After the photoresist film 471 is removed, an insulating film (not shown) having a predetermined thickness is formed on the entire surface of the resultant structure. This insulating film is etched-back so that insulating film spacers 436 are formed on the side surfaces of the node contact holes 434. Provisions of these insulating film spacers 436 result in the self-alignment of the node contact holes 434 with the bit lines 418a and 418b (FIG. 31a).
Next, storage node electrodes 438a and 438b connected to the corresponding source diffusion layers 408a and 408b through the node contact holes 434 are formed (FIG. 31b).
The manufacturing method of the self-alignment contact hole, recited in the foregoing U.S. Pat. No. 5,318,925, in which in the DRAM having memory cells of the COB structure the node contact holes can be formed without broadening the widths of the bit lines, is extremely effective for the DRAM which gives the highest priority to the micronization of cell size of the memory cell. In the case of the DRAM, even if the width of the bit line is locally narrower and the effective diameter of the node contact hole is reduced, severe obstacles are not brought about.

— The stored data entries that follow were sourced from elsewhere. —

PR #2602, opened 2025-01-17
feat: add translation worker

omBratteng:
Adds new worker that listens for post translations from Kvasir.

AS-923

### DIFF
--- a/.infra/common.ts
+++ b/.infra/common.ts
@@ -321,6 +321,10 @@ export const workers: Worker[] = [
     topic: 'api.v1.user-top-reader',
     subscription: 'api.user-top-reader-added',
   },
+  {
+    topic: 'kvasir.post-translated',
+    subscription: 'api.post-translated'
+  }
 ];
 
 export const personalizedDigestWorkers: Worker[] = [
--- a/.infra/common.ts
+++ b/.infra/common.ts
@@ -322,7 +322,7 @@ export const workers: Worker[] = [
     subscription: 'api.user-top-reader-added',
   },
   {
-    topic: 'kvasir.post-translated',
+    topic: 'kvasir.v1.post-translated',
     subscription: 'api.post-translated'
   }
 ];
--- a/__tests__/workers/postTranslated.ts
+++ b/__tests__/workers/postTranslated.ts
@@ -20,7 +20,7 @@ beforeEach(async () => {
   await saveFixtures(con, Post, postsFixture);
 });
 
-describe('vordrPostPrevented', () => {
+describe('postTranslated', () => {
   it('should be registered', () => {
     const registeredWorker = typedWorkers.find(
       (item) => item.subscription === worker.subscription,
--- a/__tests__/workers/postTranslated.ts
+++ b/__tests__/workers/postTranslated.ts
@@ -1,0 +1,121 @@
+import { DataSource } from 'typeorm';
+import createOrGetConnection from '../../src/db';
+import { Post, Source } from '../../src/entity';
+import { postTranslated as worker } from '../../src/workers/postTranslated';
+import { postsFixture } from '../fixture/post';
+import { typedWorkers } from '../../src/workers';
+import { expectSuccessfulTypedBackground, saveFixtures } from '../helpers';
+import { sourcesFixture } from '../fixture';
+import { ContentLanguage } from '../../src/types';
+
+let con: DataSource;
+
+beforeAll(async () => {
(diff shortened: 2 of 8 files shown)


.infra/common.ts
```diff
@@ -321,6 +321,10 @@ export const workers: Worker[] = [
     topic: 'api.v1.user-top-reader',
     subscription: 'api.user-top-reader-added',
   },
+  {
+    topic: 'kvasir.post-translated',
```
capJavert, line 325: do we want to do `v1`, just gives us some flexibility in the future if anything breaking changes

__tests__/workers/postTranslated.ts
```diff
@@ -0,0 +1,121 @@
...
+  con = await createOrGetConnection();
+});
+
+beforeEach(async () => {
+  jest.resetAllMocks();
+  await saveFixtures(con, Source, sourcesFixture);
+  await saveFixtures(con, Post, postsFixture);
+});
+
+describe('vordrPostPrevented', () => {
```
capJavert, line 23: vordr?

src/workers/postTranslated.ts
```diff
@@ -0,0 +1,30 @@
...
+import { validLanguages } from '../types';
+import { logger } from '../logger';
+
+export const postTranslated: TypedWorker<'kvasir.post-translated'> = {
+  subscription: 'api.post-translated',
+  handler: async (message, con) => {
+    const { id, translations, language } = message.data;
+
+    if (!validLanguages.includes(language)) {
+      logger.error({ id, language }, '[postTranslated]: Invalid language');
```
capJavert, line 12: would we not throw so then we can update languages and it auto reprocesses?

src/workers/postTranslated.ts
```diff
@@ -0,0 +1,30 @@
...
+      return;
+    }
+
+    const post = await con.getRepository(Post).findOneByOrFail({ id });
+
+    const existingTranslation = post.translation?.[language];
+    post.translation[language] = {
+      ...existingTranslation,
+      ...translations,
+    };
```
capJavert, line 22: should we not be able to use json `newFlags || flags` to merge on psql side?

__tests__/workers/postTranslated.ts
omBratteng: 🙈 
```suggestion
describe('postTranslated', () => {
```

src/workers/postTranslated.ts
omBratteng: Could lead to a massive backlog of unprocessed languages. The same check happens in Kvasir too, so in API it's more of a safeguard.

src/workers/postTranslated.ts
omBratteng: Yeah, guess that's possible too

src/workers/postTranslated.ts
capJavert: Yeah thats true of course. How would we add a support for new language for example, what thats updated when?

omBratteng: I guess we maybe could store it in Growthbook, then Kvasir can also read from that?

.infra/common.ts
omBratteng: Yeah, good idea.

omBratteng: https://github.com/dailydotdev/streams/pull/43
```suggestion
    topic: 'kvasir.v1.post-translated',
```

src/workers/postTranslated.ts
capJavert: Not a bad idea yes, because now we would have to update on both places?

omBratteng: Yeah, need to update both places. And technically front-end too so it's a dropdown option.

src/workers/postTranslated.ts
```diff
@@ -0,0 +1,44 @@
...
+      await con
+        .getRepository(Post)
+        .createQueryBuilder()
+        .update(Post)
+        .set({
+          translation: () => `jsonb_set(
+          COALESCE(translation, '{}'::jsonb),
+          '{${language}}',
+          '${JSON.stringify(translations)}'::jsonb,
+          true
```
capJavert, line 27: why `COALESCE` here?

omBratteng: I guess `COALESCE` can be dropped, we have `default={}`.

capJavert (approved):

It is not desirable that the manufacturing method of the self-aligned contact hole, disclosed in the foregoing U.S. Pat. No. 5,318,925, is applied to the semiconductor device giving the highest priority to a high speed operation, which is typified by logic circuits. In such semiconductor device, an increase in a resistance, such as an increase in a contact resistance due to a reduction in the effective diameter of the contact hole, is a severe obstacle to the high speed operation of the semiconductor device. Furthermore, in such semiconductor device, a high current density, at least in a moment, in the wiring layer is high so that the local increase in the resistance of the wiring layer leads to deterioration of a migration resisting property in the portion where the resistance is locally increased. These problems are solved by broadening the interval between the wirings serving as the intermediate layers. In this case, the self-alignment contact hole is unnecessary. Hence, such technique runs to the requirement of the micronization in the semiconductor devices.